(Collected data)
━━━━━━━━━━━━━━━━━━━━

PR #85, opened 2020-06-15
SJRK-362 Only run deploy on origin repository

gtirloni:
If deploy job runs on forked repository, it'll fail (as expected and desired). This limits where/when the deploy job will run to only the origin repository for SJRK.

### DIFF
--- a/.github/workflows/docker-image-push.yml
+++ b/.github/workflows/docker-image-push.yml
@@ -15,8 +15,9 @@ env:
 
 jobs:
   push:
-    runs-on: ubuntu-latest
     if: github.repository == 'fluid-project/sjrk-story-telling'
+
+    runs-on: ubuntu-latest
 
     steps:
       - uses: actions/checkout@v2
--- a/.github/workflows/stack_master.yml
+++ b/.github/workflows/stack_master.yml
@@ -11,6 +11,8 @@ env:
 
 jobs:
   deploy:
+    if: github.repository == 'fluidproject/sjrk-story-telling'
+
     runs-on: ubuntu-latest
 
     steps:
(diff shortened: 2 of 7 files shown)


gtirloni:
I don't know why but I can't add @BlueSlug as a reviewer. CC'ing here and would appreciate a review. Thanks!

.github/workflows/docker-image-push.yml
```diff
@@ -15,9 +15,10 @@ env:
 
 jobs:
   push:
-    runs-on: ubuntu-latest
     if: github.repository == 'fluid-project/sjrk-story-telling'
 
+    runs-on: ubuntu-latest
```
cindyli, line 20: Right now, all definitions for all branches are in the master branch, which will then be populated to all other branches when the master gets merged into them. I wonder if each branch should only have its own Github Action workflow rather than having the same copy for all branches across all branches?

gtirloni: They are "dormant" in the other branches but it would certainly be possible to clean things up. Would you like me to do that in this PR?

cindyli: Does "dormant" mean the push to individual branch won't trigger the workflow but the push to the master branch will trigger the deployment of all branches? For the clean-up, are you thinking to have the push to branch to trigger the deploy of that branch? 

If so, please go for it. I believe you'll need to send pull request for each branch as not all branches merge the latest master.

gtirloni: Yes, I'm thinking those extra files aren't triggering jobs. Say, a push to the AIHEC branch only triggers the jobs that have `branch: ["aihec..."]`. The jobs for the master branch only are not triggered.

OK, I'll remove the jobs from the branches from the master branch and submit PR's to the branches to add their respective jobs.

gtirloni:
Merging this PR and I'll submit separate PR's to, as requested:

1) Remove extra jobs from the master branch
2) Move those jobs to their respective branches

PR #87, opened 2020-07-03
SJRK-375: Add daily cleanup workflow for staging-stories.floeproject.org

gtirloni:
https://issues.fluidproject.org/browse/SJRK-375

I really hate to have the "Redeploy stack" step here because it's not DRY (the code is already defined in the stack_master.yml workflow). But to trigger another workflow from this one would require 3x more code, the creation of a read-write GitHub token, etc. It's just not worth it for a single step.

### DIFF
--- a/.github/workflows/stack_master.yml
+++ b/.github/workflows/stack_master.yml
@@ -16,6 +16,8 @@ jobs:
     runs-on: ubuntu-latest
 
     steps:
+
+      # This step also exists in stack_master_cleanup.yml
       - name: Deploy stack
         uses: appleboy/ssh-action@master
         with:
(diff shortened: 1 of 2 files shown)


gtirloni:
CC @BlueSlug @cindyli

BlueSlug:
Looks good to me! I'm not concerned with the WETness of this workflow, as long as we're aware of it.

Maybe add a comment indicating where to find the "original" version of that step, in case it changes, and a comment in `stack_master.yml` pointing to here?

gtirloni:
> Looks good to me! I'm not concerned with the WETness of this workflow, as long as we're aware of it.
> 
> Maybe add a comment indicating where to find the "original" version of that step, in case it changes, and a comment in `stack_master.yml` pointing to here?

Good point, done!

━━━━━━━━━━━━━━━━━━━━

**Activity**
Wherever "case" occurs in the entries above, copy the line it sits on.

**Solved exercise**
Maybe add a comment indicating where to find the "original" version of that step, in case it changes, and a comment in `stack_master.yml` pointing to here?
> Maybe add a comment indicating where to find the "original" version of that step, in case it changes, and a comment in `stack_master.yml` pointing to here?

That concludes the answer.